** Work instructions **
Show, from the entries below, every line in which "sqlb" appears.

** Dataset content **
PR #570, opened 2016-04-20
Allow viewing via the EditDialog for executed sql statements

larsimmisch:
This patch allows to view result data from the _Execute SQL_ tab in the EditDialog.

This patch is lightweight and already useful to me - and hopefully other people

Ideally, I'd like to be able to edit the data too, but I couldn't get it to work, because when the user enters freeform SQL, it is nontrivial to determine what the underlying table is (see http://www.sqlite.org/sessions/lang_select.html).

### DIFF
--- a/src/ExtendedTableWidget.cpp
+++ b/src/ExtendedTableWidget.cpp
@@ -270,8 +270,7 @@ QSet<int> ExtendedTableWidget::selectedCols()
 void ExtendedTableWidget::cellClicked(const QModelIndex& index)
 {
     // If Alt key is pressed try to jump to the row referenced by the foreign key of the clicked cell
-    if(qApp->keyboardModifiers().testFlag(Qt::ControlModifier) && qApp->keyboardModifiers().testFlag(Qt::ShiftModifier)
-       && model())
+    if(qApp->keyboardModifiers().testFlag(Qt::ControlModifier) && qApp->keyboardModifiers().testFlag(Qt::ShiftModifier) && model())
     {
         SqliteTableModel* m = qobject_cast<SqliteTableModel*>(model());
         sqlb::ForeignKeyClause fk = m->getForeignKeyClause(index.column()-1);
--- a/src/ExtendedTableWidget.cpp
+++ b/src/ExtendedTableWidget.cpp
@@ -271,13 +271,13 @@ void ExtendedTableWidget::cellClicked(const QModelIndex& index)
 {
     // If Alt key is pressed try to jump to the row referenced by the foreign key of the clicked cell
     if(qApp->keyboardModifiers().testFlag(Qt::ControlModifier) && qApp->keyboardModifiers().testFlag(Qt::ShiftModifier)
-	   && model())
+       && model())
     {
-		SqliteTableModel* m = qobject_cast<SqliteTableModel*>(model());
-		sqlb::ForeignKeyClause fk = m->getForeignKeyClause(index.column()-1);
+        SqliteTableModel* m = qobject_cast<SqliteTableModel*>(model());
+        sqlb::ForeignKeyClause fk = m->getForeignKeyClause(index.column()-1);
 
-		if(fk.isSet())
-			emit foreignKeyClicked(fk.table(), fk.columns().size() ? fk.columns().at(0) : "", m->data(index, Qt::EditRole).toByteArray());
+        if(fk.isSet())
+            emit foreignKeyClicked(fk.table(), fk.columns().size() ? fk.columns().at(0) : "", m->data(index, Qt::EditRole).toByteArray());
     }
 }
 
--- a/src/ExtendedTableWidget.cpp
+++ b/src/ExtendedTableWidget.cpp
@@ -270,13 +270,14 @@ QSet<int> ExtendedTableWidget::selectedCols()
 void ExtendedTableWidget::cellClicked(const QModelIndex& index)
 {
     // If Alt key is pressed try to jump to the row referenced by the foreign key of the clicked cell
-    if(qApp->keyboardModifiers().testFlag(Qt::ControlModifier) && qApp->keyboardModifiers().testFlag(Qt::ShiftModifier) && model())
+    if(qApp->keyboardModifiers().testFlag(Qt::ControlModifier) && qApp->keyboardModifiers().testFlag(Qt::ShiftModifier)
+	   && model())
     {
-        SqliteTableModel* m = qobject_cast<SqliteTableModel*>(model());
-        sqlb::ForeignKeyClause fk = m->getForeignKeyClause(index.column()-1);
+		SqliteTableModel* m = qobject_cast<SqliteTableModel*>(model());
+		sqlb::ForeignKeyClause fk = m->getForeignKeyClause(index.column()-1);
 
-        if(fk.isSet())
-            emit foreignKeyClicked(fk.table(), fk.columns().size() ? fk.columns().at(0) : "", m->data(index, Qt::EditRole).toByteArray());
+		if(fk.isSet())
+			emit foreignKeyClicked(fk.table(), fk.columns().size() ? fk.columns().at(0) : "", m->data(index, Qt::EditRole).toByteArray());
     }
 }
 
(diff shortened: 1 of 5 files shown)


src/SqlExecutionArea.h
```diff
@@ -32,7 +34,8 @@ class SqlExecutionArea : public QWidget
     SqliteTableModel* getModel() { return model; }
     QTextEdit* getResultView();
     SqlTextEdit* getEditor();
-
+	ExtendedTableWidget *getTableResult();
```
justinclift: Hmmm, this seems to be using embedded tabs instead of spaces.

Would you be ok to fix that? :smile:

larsimmisch: Ah, sorry. These are the (retarded) whitespace settings I had to configure for work.

Should be fixed

justinclift:
Thanks, trying it out here now. :smile:

justinclift:
Hmmm, I must be blind... I'm not noticing a change from an end user point of view?

Er.... clue me in? 😀

src/MainWindow.cpp
```diff
@@ -989,7 +989,8 @@ void MainWindow::mainTabSelected(int tabindex)
     } else if(tabindex == 3) {
         SqlExecutionArea* sqlWidget = qobject_cast<SqlExecutionArea*>(ui->tabSqlAreas->currentWidget());
 
-        m_currentTabTableModel = sqlWidget->getModel();
+        if (sqlWidget)
```
justinclift: Oops! 😁

larsimmisch:
Ah. I think there is a double-click action missing, so I have to admit it is nonobvious:

To see what I am trying to accomplish:

- open a database
- enable *View -> Edit Cell*
- Go to *Execute SQL* and enter a select statement suitable for your db.
- In the result table view, click on an item and watch the Edit Cell update the data.

I use this for a db that has lots of JSON blobs that I need to inspect.

src/MainWindow.cpp
larsimmisch: Got me. It's late.

justinclift:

** Answer space **
         sqlb::ForeignKeyClause fk = m->getForeignKeyClause(index.column()-1);
-		sqlb::ForeignKeyClause fk = m->getForeignKeyClause(index.column()-1);
+        sqlb::ForeignKeyClause fk = m->getForeignKeyClause(index.column()-1);
-        sqlb::ForeignKeyClause fk = m->getForeignKeyClause(index.column()-1);
+		sqlb::ForeignKeyClause fk = m->getForeignKeyClause(index.column()-1);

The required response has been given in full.